= Beginning of Section =
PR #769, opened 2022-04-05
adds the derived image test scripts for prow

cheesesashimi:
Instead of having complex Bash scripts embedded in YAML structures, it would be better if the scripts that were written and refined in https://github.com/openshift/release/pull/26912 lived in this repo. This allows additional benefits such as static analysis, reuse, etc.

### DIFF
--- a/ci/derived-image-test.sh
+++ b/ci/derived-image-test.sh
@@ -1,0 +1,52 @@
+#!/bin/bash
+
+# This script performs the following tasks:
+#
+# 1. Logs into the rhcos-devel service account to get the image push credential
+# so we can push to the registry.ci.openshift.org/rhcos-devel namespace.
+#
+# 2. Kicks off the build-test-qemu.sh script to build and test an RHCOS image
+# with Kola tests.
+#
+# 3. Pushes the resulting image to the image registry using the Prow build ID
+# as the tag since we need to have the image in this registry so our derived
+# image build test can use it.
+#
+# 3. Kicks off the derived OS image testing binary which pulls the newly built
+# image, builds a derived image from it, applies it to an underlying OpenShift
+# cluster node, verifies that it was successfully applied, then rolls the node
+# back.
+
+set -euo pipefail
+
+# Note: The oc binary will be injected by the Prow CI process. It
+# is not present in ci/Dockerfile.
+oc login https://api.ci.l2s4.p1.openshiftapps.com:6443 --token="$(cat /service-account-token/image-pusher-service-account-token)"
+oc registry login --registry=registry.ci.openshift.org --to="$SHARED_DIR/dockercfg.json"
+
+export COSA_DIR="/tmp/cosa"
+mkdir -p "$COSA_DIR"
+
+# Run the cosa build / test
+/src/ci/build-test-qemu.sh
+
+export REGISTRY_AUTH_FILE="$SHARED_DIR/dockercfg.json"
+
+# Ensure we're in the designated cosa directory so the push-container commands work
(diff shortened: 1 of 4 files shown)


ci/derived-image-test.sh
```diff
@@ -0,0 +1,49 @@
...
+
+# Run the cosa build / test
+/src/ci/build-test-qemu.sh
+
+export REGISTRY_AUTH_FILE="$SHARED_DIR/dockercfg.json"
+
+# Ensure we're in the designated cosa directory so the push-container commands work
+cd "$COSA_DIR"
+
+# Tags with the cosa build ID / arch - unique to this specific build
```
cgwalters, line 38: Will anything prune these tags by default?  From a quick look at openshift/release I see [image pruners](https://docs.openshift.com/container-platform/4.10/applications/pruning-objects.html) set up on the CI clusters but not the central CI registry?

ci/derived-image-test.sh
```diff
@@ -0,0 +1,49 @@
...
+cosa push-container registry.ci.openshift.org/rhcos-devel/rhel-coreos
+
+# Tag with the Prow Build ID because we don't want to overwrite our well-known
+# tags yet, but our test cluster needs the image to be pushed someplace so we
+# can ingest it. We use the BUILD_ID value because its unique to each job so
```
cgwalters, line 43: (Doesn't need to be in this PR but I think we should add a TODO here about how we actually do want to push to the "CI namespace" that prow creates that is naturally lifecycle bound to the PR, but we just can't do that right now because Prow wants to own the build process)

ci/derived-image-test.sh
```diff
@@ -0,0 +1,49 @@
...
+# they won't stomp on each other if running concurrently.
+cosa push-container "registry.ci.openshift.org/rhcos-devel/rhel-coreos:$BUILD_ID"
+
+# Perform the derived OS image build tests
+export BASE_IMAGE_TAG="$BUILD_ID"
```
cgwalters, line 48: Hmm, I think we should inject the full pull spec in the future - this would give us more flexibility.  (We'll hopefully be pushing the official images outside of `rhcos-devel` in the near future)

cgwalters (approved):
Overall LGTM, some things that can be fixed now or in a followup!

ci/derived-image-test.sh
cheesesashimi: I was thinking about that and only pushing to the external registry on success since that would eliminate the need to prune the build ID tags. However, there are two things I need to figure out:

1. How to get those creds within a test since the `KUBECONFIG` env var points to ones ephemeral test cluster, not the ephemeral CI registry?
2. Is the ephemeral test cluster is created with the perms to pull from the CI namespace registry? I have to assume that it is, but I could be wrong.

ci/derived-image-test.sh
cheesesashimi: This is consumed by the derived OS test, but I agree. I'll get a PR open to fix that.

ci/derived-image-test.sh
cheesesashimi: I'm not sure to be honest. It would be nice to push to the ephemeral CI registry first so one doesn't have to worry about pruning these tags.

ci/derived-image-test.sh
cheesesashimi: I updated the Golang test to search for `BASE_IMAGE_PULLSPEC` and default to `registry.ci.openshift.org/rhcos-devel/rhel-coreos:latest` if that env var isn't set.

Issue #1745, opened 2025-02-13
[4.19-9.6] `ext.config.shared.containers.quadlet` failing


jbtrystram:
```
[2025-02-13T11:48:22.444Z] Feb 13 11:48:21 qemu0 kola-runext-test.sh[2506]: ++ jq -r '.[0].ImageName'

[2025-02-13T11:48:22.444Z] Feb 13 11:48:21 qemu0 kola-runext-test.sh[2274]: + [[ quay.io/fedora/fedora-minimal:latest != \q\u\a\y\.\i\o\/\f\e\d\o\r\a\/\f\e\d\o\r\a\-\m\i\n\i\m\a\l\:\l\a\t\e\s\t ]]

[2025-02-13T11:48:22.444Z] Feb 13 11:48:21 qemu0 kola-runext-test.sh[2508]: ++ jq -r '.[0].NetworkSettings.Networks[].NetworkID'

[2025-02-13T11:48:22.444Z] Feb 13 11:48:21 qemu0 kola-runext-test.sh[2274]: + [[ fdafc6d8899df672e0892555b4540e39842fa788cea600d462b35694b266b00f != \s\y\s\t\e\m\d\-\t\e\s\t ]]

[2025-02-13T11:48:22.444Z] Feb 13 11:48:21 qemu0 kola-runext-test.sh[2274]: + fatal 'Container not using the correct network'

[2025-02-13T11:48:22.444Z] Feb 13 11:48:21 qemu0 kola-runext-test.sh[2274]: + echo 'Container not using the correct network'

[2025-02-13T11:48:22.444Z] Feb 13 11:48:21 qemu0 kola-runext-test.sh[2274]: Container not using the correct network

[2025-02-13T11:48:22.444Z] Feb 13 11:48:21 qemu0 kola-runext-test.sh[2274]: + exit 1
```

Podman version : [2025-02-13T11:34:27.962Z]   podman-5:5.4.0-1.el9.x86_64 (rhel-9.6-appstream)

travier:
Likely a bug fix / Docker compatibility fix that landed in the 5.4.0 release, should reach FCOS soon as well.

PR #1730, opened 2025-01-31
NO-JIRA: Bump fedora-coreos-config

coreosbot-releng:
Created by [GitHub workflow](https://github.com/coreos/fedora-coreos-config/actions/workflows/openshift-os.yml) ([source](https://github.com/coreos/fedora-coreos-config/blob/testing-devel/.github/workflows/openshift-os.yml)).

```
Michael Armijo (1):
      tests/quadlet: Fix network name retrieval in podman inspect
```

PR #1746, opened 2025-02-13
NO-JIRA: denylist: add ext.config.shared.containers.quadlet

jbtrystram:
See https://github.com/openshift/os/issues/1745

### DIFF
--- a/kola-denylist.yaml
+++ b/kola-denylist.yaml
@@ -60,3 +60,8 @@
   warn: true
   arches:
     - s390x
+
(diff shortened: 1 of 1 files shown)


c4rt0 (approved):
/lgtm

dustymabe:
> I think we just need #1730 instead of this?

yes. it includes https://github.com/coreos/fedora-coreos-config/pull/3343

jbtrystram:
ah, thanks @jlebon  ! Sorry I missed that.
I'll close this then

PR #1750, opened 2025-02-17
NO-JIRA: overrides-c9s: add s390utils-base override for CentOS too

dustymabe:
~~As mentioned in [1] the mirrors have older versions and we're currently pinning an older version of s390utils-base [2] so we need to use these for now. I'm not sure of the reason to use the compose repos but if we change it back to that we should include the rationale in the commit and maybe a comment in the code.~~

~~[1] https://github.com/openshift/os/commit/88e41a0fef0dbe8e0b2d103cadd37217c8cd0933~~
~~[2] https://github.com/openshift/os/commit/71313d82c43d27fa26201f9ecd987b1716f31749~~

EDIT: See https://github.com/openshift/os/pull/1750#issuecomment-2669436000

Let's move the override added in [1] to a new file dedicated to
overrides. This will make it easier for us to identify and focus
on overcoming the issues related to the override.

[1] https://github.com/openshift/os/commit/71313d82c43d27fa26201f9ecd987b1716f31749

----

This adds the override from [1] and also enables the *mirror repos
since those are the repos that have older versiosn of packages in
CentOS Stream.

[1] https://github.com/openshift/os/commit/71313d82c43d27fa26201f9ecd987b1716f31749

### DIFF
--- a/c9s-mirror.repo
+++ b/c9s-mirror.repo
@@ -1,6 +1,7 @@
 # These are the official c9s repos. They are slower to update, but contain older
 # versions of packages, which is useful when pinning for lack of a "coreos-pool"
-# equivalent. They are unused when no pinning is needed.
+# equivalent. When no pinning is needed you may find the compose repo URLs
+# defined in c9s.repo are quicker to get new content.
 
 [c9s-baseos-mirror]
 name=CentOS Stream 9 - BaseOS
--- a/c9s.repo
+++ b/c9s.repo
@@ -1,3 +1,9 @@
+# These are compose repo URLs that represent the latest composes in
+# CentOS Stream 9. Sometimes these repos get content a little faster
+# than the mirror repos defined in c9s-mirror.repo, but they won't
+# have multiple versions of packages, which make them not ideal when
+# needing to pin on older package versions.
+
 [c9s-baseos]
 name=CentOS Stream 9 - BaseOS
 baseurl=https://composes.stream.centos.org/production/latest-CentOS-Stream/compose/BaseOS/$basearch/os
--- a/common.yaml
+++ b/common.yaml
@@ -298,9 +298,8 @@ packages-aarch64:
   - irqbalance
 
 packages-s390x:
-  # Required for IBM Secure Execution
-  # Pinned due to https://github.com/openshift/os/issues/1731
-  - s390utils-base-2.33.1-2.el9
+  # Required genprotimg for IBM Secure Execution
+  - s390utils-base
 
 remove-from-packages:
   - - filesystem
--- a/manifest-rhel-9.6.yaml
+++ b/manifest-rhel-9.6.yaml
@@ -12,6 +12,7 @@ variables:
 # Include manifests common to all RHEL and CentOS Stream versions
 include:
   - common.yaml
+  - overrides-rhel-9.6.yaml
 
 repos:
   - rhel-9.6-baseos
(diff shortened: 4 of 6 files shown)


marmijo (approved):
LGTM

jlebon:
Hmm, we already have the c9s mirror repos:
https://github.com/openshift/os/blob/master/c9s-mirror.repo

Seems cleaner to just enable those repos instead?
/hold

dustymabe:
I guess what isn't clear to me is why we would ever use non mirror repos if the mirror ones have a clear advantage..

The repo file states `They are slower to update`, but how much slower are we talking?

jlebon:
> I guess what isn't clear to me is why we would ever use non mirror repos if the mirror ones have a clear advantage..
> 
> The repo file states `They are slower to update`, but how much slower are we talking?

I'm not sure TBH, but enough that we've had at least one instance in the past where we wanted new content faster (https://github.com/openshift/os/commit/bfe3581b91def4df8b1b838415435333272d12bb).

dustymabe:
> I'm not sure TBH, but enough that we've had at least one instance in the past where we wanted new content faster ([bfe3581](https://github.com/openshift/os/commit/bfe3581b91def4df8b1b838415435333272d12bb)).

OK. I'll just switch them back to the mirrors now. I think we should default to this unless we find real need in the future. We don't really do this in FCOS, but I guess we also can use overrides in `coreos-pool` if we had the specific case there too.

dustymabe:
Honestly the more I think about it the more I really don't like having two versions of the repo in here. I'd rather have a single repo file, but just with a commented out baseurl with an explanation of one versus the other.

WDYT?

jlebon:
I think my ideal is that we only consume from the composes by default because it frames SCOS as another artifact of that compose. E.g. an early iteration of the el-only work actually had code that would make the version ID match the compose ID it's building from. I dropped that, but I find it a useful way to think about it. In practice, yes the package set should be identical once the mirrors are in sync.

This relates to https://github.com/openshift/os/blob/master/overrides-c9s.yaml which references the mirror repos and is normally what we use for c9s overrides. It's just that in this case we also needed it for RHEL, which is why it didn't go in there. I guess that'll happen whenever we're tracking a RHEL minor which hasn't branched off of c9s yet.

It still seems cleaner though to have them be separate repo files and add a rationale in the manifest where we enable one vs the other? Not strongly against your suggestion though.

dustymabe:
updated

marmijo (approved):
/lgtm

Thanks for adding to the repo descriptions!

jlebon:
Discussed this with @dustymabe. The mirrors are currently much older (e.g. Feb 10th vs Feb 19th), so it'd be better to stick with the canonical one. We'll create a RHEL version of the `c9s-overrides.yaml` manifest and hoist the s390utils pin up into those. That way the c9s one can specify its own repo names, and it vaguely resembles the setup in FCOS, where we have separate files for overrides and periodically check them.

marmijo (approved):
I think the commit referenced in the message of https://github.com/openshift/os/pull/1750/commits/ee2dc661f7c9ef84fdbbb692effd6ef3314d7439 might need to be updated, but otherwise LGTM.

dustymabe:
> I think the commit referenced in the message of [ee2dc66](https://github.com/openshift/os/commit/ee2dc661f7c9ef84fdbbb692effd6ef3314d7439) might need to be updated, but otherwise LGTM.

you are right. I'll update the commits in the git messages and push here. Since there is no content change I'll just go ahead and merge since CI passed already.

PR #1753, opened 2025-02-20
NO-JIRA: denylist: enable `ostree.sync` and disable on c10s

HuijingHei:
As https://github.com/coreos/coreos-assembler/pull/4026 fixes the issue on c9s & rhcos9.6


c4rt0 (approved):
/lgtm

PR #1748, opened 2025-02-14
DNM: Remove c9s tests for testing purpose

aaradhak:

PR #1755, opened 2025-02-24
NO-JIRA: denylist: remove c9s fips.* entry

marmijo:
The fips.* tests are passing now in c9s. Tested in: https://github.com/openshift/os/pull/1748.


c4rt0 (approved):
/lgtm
= End of Section =
Of the lines above, output exactly those from the line bearing "-1,0 +1,52 @@" through the line bearing "(diff shortened: 1 of 4 files shown)", inclusive.

@@ -1,0 +1,52 @@
+#!/bin/bash
+
+# This script performs the following tasks:
+#
+# 1. Logs into the rhcos-devel service account to get the image push credential
+# so we can push to the registry.ci.openshift.org/rhcos-devel namespace.
+#
+# 2. Kicks off the build-test-qemu.sh script to build and test an RHCOS image
+# with Kola tests.
+#
+# 3. Pushes the resulting image to the image registry using the Prow build ID
+# as the tag since we need to have the image in this registry so our derived
+# image build test can use it.
+#
+# 3. Kicks off the derived OS image testing binary which pulls the newly built
+# image, builds a derived image from it, applies it to an underlying OpenShift
+# cluster node, verifies that it was successfully applied, then rolls the node
+# back.
+
+set -euo pipefail
+
+# Note: The oc binary will be injected by the Prow CI process. It
+# is not present in ci/Dockerfile.
+oc login https://api.ci.l2s4.p1.openshiftapps.com:6443 --token="$(cat /service-account-token/image-pusher-service-account-token)"
+oc registry login --registry=registry.ci.openshift.org --to="$SHARED_DIR/dockercfg.json"
+
+export COSA_DIR="/tmp/cosa"
+mkdir -p "$COSA_DIR"
+
+# Run the cosa build / test
+/src/ci/build-test-qemu.sh
+
+export REGISTRY_AUTH_FILE="$SHARED_DIR/dockercfg.json"
+
+# Ensure we're in the designated cosa directory so the push-container commands work
(diff shortened: 1 of 4 files shown)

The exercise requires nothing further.